Based on utility responses from the same report, researchers said three main factors are driving customer enrollment: First, rates have to provide customers an opportunity to save money. Second, they have to be promoted through dedicated marketing efforts, when customers are most engaged; that means when they’re purchasing a vehicle or charger, rather than waiting.
And finally, customers are more likely to enroll when they don’t have to pay extra fees for metering. This is a concern for many utility officials considering implementing rates specifically for cars. Those rates often include separate electric meters or submeters for the car, which can drive up customer costs.
“We’re supportive of time-of-use rates because we think it’s the best way to get the right motivation and preserve the grid,” said Mark Nabong, a senior attorney and transportation specialist at the Natural Resources Defense Council. He said these rates, particularly when customers are automatically enrolled with the option to opt out, are “a great way to put the consumer incentives in line with the consumer benefits.”
The incentive has to be big enough, though, he said: Generally, the savings a customer gets from charging off-peak have to be two to three times what they might save if they charged during peak hours. SEPA reported peak-to-off-peak price ratios as little as 1.2 to 1 and as high as 15.5 to 1.
Nabong added that NRDC generally supports rates that apply to the whole home rather than just the car. “You want to incentivize folks to use their power off-peak, whether that’s charging their car or drying their clothes,” he said. But he said it’s possible separate electric vehicle rates, with a separate meter or submeter, can benefit some customers. SEPA’s report points out that customers who work outside the home may find it easier to shift their whole household’s electricity use off-peak during the day, whereas those who work from home may be better served by a separately metered vehicle-specific rate.
Enrolling in a car-specific rate may also give customers a chance to experiment with a time-of-use or other time-varying rate and get them on board to enroll their entire house in the future, said Samantha Houston, an analyst at the Union of Concerned Scientists who specializes in electrified transportation.

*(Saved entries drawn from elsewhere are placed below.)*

PR #362, opened 2023-09-24
th-357: Quality criteria fixes

AlexVlaso:


backend/src/packages/map/libs/constants/constants.ts
```diff
@@ -1,3 +1,4 @@
 const METERS_IN_ONE_KM = 1000;
+const DECIMAL = 2;
```
Some14u:
```suggestion
const PRECISION = 2;
```

frontend/src/libs/components/file-input/file-input.tsx
```diff
@@ -86,8 +87,10 @@ const FileInput = <T extends FieldValues & FileFormType>({
 
   const handleDrop = useCallback(
     (acceptedFiles: File[], rejectedFiles: FileRejection[]) => {
+      const isNotEmptyRejectedFiles = rejectedFiles.length > ZERO_VALUE;
```
Some14u: @kalinkaaaa14 are you sure this is the right way to do this?
I guess this is a overkill. The whole point of having "speaking names" is to assign a meaningful context to the number.
what do we add by changing 0 to ZERO_VALUE? Is it now more clear what it does? Moreover, such name prevents us form changing the value in the future (not relevant for this particular case, but nevertheless).

I doubt we should change each and every code 0 and 1 to ZERO_VALUE and ONE_VALUE just to be on the safe side about following the rule B31.

I suggest to revert it back to 0 and use a common sense and sanity every time we're following some particular rule.

h0wter:
It's interesting to see what mistakes we've made :)

frontend/src/libs/packages/map/libs/helpers/rotate-img.helper.ts
```diff
@@ -4,16 +4,20 @@ const calculateRad = (rotationAngle: number): number => {
...
   image: HTMLImageElement,
   rotationRad: number,
 ): void => {
   const context = canvas.getContext('2d');
 
-  context?.translate(canvas.width / 2, canvas.height / 2);
+  context?.translate(getHalf(canvas.width), getHalf(canvas.height));
   context?.rotate(rotationRad);
-  context?.drawImage(image, -image.width / 2, -image.height / 2);
+  context?.drawImage(image, getHalf(-image.width), getHalf(-image.height));
```
Some14u:
```suggestion
  context?.drawImage(image, -getHalf(image.width), -getHalf(image.height));
```

Some14u (changes requested):

frontend/src/libs/components/form/libs/helpers/handle-server-error.helper.ts
```diff
@@ -8,7 +8,7 @@ import { ServerErrorType } from '~/libs/enums/enums.js';
 import { type HttpError } from '~/libs/packages/http/http.js';
 import { type FormField } from '~/libs/types/types.js';
 
-import { FIELD_PATH_DELIMITER } from '../consts/consts.js';
+import { PATH_DELIMITER } from '../consts/consts.js';
```
h0wter: I'm guessing it's supposed to be constants?
```suggestion
import { PATH_DELIMITER } from '../constants/constants.js';
```

h0wter (approved):

Some14u (approved):

frontend/src/libs/components/star-rating/star-rating.tsx
```diff
@@ -26,13 +32,13 @@ const StarRating: React.FC<Properties> = ({ rating }: Properties) => {
...
-        stars.push(createStarItem(100, index));
+        stars.push(createStarItem(FULL, index));
       } else if (allStarts >= index) {
-        stars.push(createStarItem((rating - fullFieldStars) * 100, index));
+        stars.push(createStarItem((rating - fullFieldStars) * FULL, index));
       } else {
-        stars.push(createStarItem(0, index));
+        stars.push(createStarItem(EMPTY, index));
       }
     }
```
kalinkaaaa14: is it actually used somewhere? if not, delete it please, because we are not having star rating now

frontend/src/libs/components/file-input/file-input.tsx
kalinkaaaa14: I suppose this comment was more general from those who checked our project, for zero value - ok, I agree that is not the right way 
the most appropriate way for check I think will be
const isNotEmptyRejectedFiles = Boolean(rejectedFiles.length);
 const isEmptyAcceptedFiles = !acceptedFiles.length;

can we do such way @AlexVlaso  ?

kalinkaaaa14 (approved):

Current programs, both pilots and utility-wide offerings, should continue to serve as data sources that utilities and researchers can share with each other to guide future initiatives, she said. Broader-reaching research — for example, a customer survey that includes respondents across more than just a single charging network — will also help gather solid data.

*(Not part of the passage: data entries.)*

PR #370, opened 2023-09-26
th-323: Add error message to the form when truck already exists

denred:


frontend/src/pages/dashboard/components/tables/trucks-table/trucks-table.tsx
```diff
@@ -94,15 +97,19 @@ const TruckTable: React.FC = () => {
           pageSize={pageSize}
           setSorting={setSorting}
           sorting={sorting}
-          isLoading={dataStatus === DataStatus.PENDING}
+          isLoading={dataStatus === DataStatus.IDLE}
```
h0wter: Why is there an IDLE here? In this case the loader will be only once when the component is initialized.

denred: Yes, you're right, this is a mock. I don't think isLoading is needed here at all because the table reloads with each form submission.

h0wter (approved):

AlexVlaso (approved):

PR #387, opened 2023-09-27
th-377:  Send truck geolocation

albsbz:
Add request for driver geolocation and update geolocation on shift start
Finish geolocation update when shift closed
Restart geolocation update when driver page reloaded and shift open


kalinkaaaa14 (approved):

frontend/src/libs/packages/middleware/libs/enums/geolocation-messages.enum.ts
```diff
@@ -0,0 +1,5 @@
+const GeolocationMessages = {
```
mV22110702, line 1:
```suggestion
const GeolocationMessage = {
```

frontend/src/slices/trucks/actions.ts
```diff
@@ -55,6 +55,24 @@ const updateTruckLocationFromSocket = createAsyncThunk<
...
+  },
+);
+
+const restartWatchTruckLocation = createAction(
+  ActionName.RESTART_WATCH_TRUCK_LOCATION,
+  () => {
+    return {
+      payload: null,
+    };
+  },
```
mV22110702, line 73: An action can be created without a payload, so here it is redundant.

frontend/src/libs/packages/middleware/geolocation.middleware.ts
```diff
@@ -0,0 +1,76 @@
...
+  getState: () => RootReducer;
+}) => {
+  const locationUpdateIntervals: NodeJS.Timer[] = [];
+
+  const setLocationUpdateInterval = (interval: NodeJS.Timer): void => {
+    for (const oldInterval of locationUpdateIntervals) {
+      clearInterval(oldInterval);
+    }
+    locationUpdateIntervals.push(interval);
+  };
```
mV22110702, line 40: Why are we using array here? Maybe it'd better without it?

```suggestion
  const locationUpdateInterval: NodeJS.Timer|null = null;

  const setLocationUpdateInterval = (interval: NodeJS.Timer): void => {
      locationUpdateInterval = interval;
  };
```

frontend/src/libs/packages/middleware/libs/helpers/update-geolocation.helper.ts
```diff
@@ -0,0 +1,66 @@
...
+};
+const handleUpdateError = (error: GeolocationPositionError): void => {
+  getLocationError(error.message);
+};
+
+const updateGeolocation = async (
+  payload: StartWatchTruckLocation,
+  setUpdateLocationInterval: (interval: NodeJS.Timer) => void,
+): Promise<boolean | null> => {
+  if (socketInstance) {
```
mV22110702, line 38: Too big if body. It's better to 
```suggestion
  if (!socketInstance) { return null }
```

mV22110702 (changes requested):

mV22110702 (approved):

At the same time, some pilots have gathered enough data to show their potential, and those utilities can begin scaling up, Houston said. Administrators at Xcel Energy in Minnesota, for example, have proposed scaling up an electric vehicle pilot that uses charger data to measure electricity use rather than a separate meter.
Houston also pointed out that utilities and advocates often emphasize the importance of off-peak charging because it relieves grid load, but she said it’s not just about avoiding negative consequences. Cars can serve as distributed resources, actively shifting charging load through programs like demand response, or sending energy back to the grid, she said.
But “EVs can still benefit the grid even through passive measures” like charging off-peak, Houston said. By leveling out demand on the grid, for example, off-peak charging can decrease electricity and service charges on customers’ bills across the entire utility territory. And as renewable generation grows, utilities can incentivize drivers to charge at times of surplus renewable energy, making the cars an even cleaner resource.